– Na 1 października (najświeższe dane – red.) mamy zarejestrowanych prawie 20 tys. kandydatów do policji – mówi nam mł. insp Mariusz Ciarka, rzecznik Komendy Głównej Policji. – Jak widać chętnych, by wstąpić do policji nie brakuje, ale ich kompetencje są wątpliwe. 20 tysięcy to nie jest mało, wychodzi 7 osób na miejsce. Jestem w stanie postawić tezę, że do policji jest się trudniej dostać niż na renomowaną uczelnię – stwierdza rzecznik Komendy Głównej. I szacuje, że ze wspomnianych 20 tysięcy chętnych, dostanie się około 3-4 tysiące.
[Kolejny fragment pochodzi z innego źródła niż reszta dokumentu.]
PR #511, opened 2021-02-19
Don't use os.path.join where not needed.

vyasr:
## Description

Rather than using `os.path.join`, directly concatenating using `os.sep` in `job.workspace` and `job._statepoint_filename`. All the inputs are completely controlled by signac, so we should not need any of the fancier handling done by `os.path.join` to avoid duplicate slashes, handle multiple absolute paths, etc. For the straightforward cases we're dealing with, the simple string concatenation with `os.sep` should be faster without loss of generality.

## Motivation and Context

Optimization for synced collections.

## Types of Changes

- [ ] Documentation update
- [ ] Bug fix
- [ ] New feature

## Checklist:

If necessary:

### DIFF
--- a/signac/contrib/job.py
+++ b/signac/contrib/job.py
@@ -346,7 +346,7 @@ class Job:
         """
         if self._wd is None:
             # We can rely on the project workspace to be well-formed, so just
-            # use string-concatenation with os.sep.
+            # use string-concatenation with os.sep instead of os.path.join for speed.
             self._wd = self._project.workspace() + os.sep + self.id
         return self._wd
 
--- a/signac/contrib/job.py
+++ b/signac/contrib/job.py
@@ -345,13 +345,15 @@ class Job:
 
         """
         if self._wd is None:
-            self._wd = os.path.join(self._project.workspace(), self.id)
+            # We can rely on the project workspace to be well-formed, so just
+            # use string-concatenation with os.sep.
+            self._wd = self._project.workspace() + os.sep + self.id
         return self._wd
 
     @property
     def _statepoint_filename(self):
         """Get the path of the state point file for this job."""
-        return os.path.join(self.workspace(), self.FN_MANIFEST)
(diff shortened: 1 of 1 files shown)


signac/contrib/job.py
```diff
@@ -345,13 +345,15 @@ def workspace(self):
 
         """
         if self._wd is None:
-            self._wd = os.path.join(self._project.workspace(), self.id)
+            # We can rely on the project workspace to be well-formed, so just
+            # use string-concatenation with os.sep.
```
bdice, line 349:
```suggestion
            # use string-concatenation with os.sep instead of os.path.join for speed.
```

bdice (approved):
LGTM, but the comment is not very helpful unless you mention that it's meant to be an optimization.

mikemhenry:
Does this speed things up by not resolving absolute paths and sym links?
What does the speedup look like?

Also while we are at it, have we looked at seeing if [pathlib](https://docs.python.org/3/library/pathlib.html) would be a good replacement for all the `os` stuff we use?

bdice:
> 
> 
> Does this speed things up by not resolving absolute paths and sym links?
> What does the speedup look like?
> 
> Also while we are at it, have we looked at seeing if [pathlib](https://docs.python.org/3/library/pathlib.html) would be a good replacement for all the `os` stuff we use?

@mikemhenry I have looked at `pathlib` before and benchmarked it (informally, no numbers handy). `pathlib` creates Python objects to represent paths, and they're slower to instantiate and manipulate than strings with `os.path`. We need to use the lowest-level features available to us for speed in signac.

This change from `os.path.join` to manual construction with `os.sep` will not change to absolute paths or resolve symlinks, it only skips over some path-validation steps (@vyasr mentions duplicate slashes, handling multiple absolute paths). This is fine for these places in signac because we know the input paths from the project/workspace are valid and don't need those checks for safety.

PR #513, opened 2021-02-20
Feature/synced collection/optimize

vyasr:
## Description

This PR applies a number of minor optimizations, in particular a faster exit from the `_from_base` method and a more efficient `SyncedCollection.__init__`.

## Motivation and Context

Optimizing synced collections.

## Types of Changes

- [ ] Documentation update
- [ ] Bug fix
- [ ] New feature

## Checklist:

If necessary:

### DIFF
--- a/signac/synced_collections/numpy_utils.py
+++ b/signac/synced_collections/numpy_utils.py
@@ -32,7 +32,10 @@ def _convert_numpy(data):
     primitive types, while other numpy arrays are converted to lists. If ``data``
     is not a numpy data type, this function is a no-op.
     """
-    if NUMPY:
+    # Initially performing one isinstance check is faster since most of the
+    # time the inputs are not numpy arrays, preventing additional function
+    # calls inside the if statement.
+    if NUMPY and isinstance(data, (numpy.ndarray, numpy.number, numpy.bool_)):
         if isinstance(data, numpy.ndarray):
             # tolist will return a scalar for 0d arrays, so there's no need to
             # special-case that check. 1-element 1d arrays should remain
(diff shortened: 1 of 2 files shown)


signac/synced_collections/numpy_utils.py
```diff
@@ -32,7 +32,10 @@ def _convert_numpy(data):
     primitive types, while other numpy arrays are converted to lists. If ``data``
     is not a numpy data type, this function is a no-op.
     """
-    if NUMPY:
+    # Initially performing one isinstance check is faster since most of the
+    # time the inputs are not numpy arrays, preventing additional function
+    # calls inside the if statement.
+    if NUMPY and isinstance(data, (numpy.ndarray, numpy.number, numpy.bool_)):
```
bdice, line 38: Can the second "elif" just be an "else", by elimination? Otherwise the "else" would be unreachable.

It's too far below this change for me to make a suggestion.

bdice: Also should we support _all_ array scalars? We could use `numpy.generic` instead of `(numpy.number, numpy.bool_)`? You can have strings and dicts and other supported (JSON-encodable) types that are simply wrapped as array scalars. https://numpy.org/doc/stable/reference/arrays.scalars.html

bdice (commented):
Questions in comment.

signac/synced_collections/numpy_utils.py
vyasr: For your first question, yes, good call.

For your second question, I'm not opposed to doing that, but I'd rather punt on it for now. I intentionally added `np.bool_` here but not `flexible` or `object_` since I figured that we'd need to be much more thorough about testing those cases and deciding where errors should be thrown. We can definitely do this, I just don't want to think about it as part of #484.

bdice: Sounds good.

bdice (approved):
Merging.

Chętni są, ale coraz gorsi
Niewielki Urząd
Pracy w Szydłowcu (woj. mazowieckie). To tu jest największe bezrobocie w Polsce (ponad 25 proc.). W Szydłowcu i okolicach także szukają do pracy w policji. Na korkowej tablicy wisi duży plakat z hasłem "Zostań policjantem". W korytarzu równo poukładano ulotki z praktycznymi informacjami, o kryteriach, jakie musi spełnić kandydat (m.in. obywatel polski o nieposzlakowanej opinii, wykształcenie średnie, zdolność fizyczna i psychiczna do służby w formacjach uzbrojonych). Takie ogłoszenia spotkać można w wielu Urzędach Pracy na terenie całego kraju. – Nie widzę nic złego w tym, że poprzez urząd pracy informujemy o możliwości zatrudnienia w policji – zaznacza Mariusz Ciarka. – Jak każda firma mamy prawo prowadzić kampanię promującą ten zawód. Nikt nam tego nie może zabronić. Takie prowadzą i
Biedronka, i Ikea, i inne firmy – dodaje rzecznik Komendy Głównej Policji.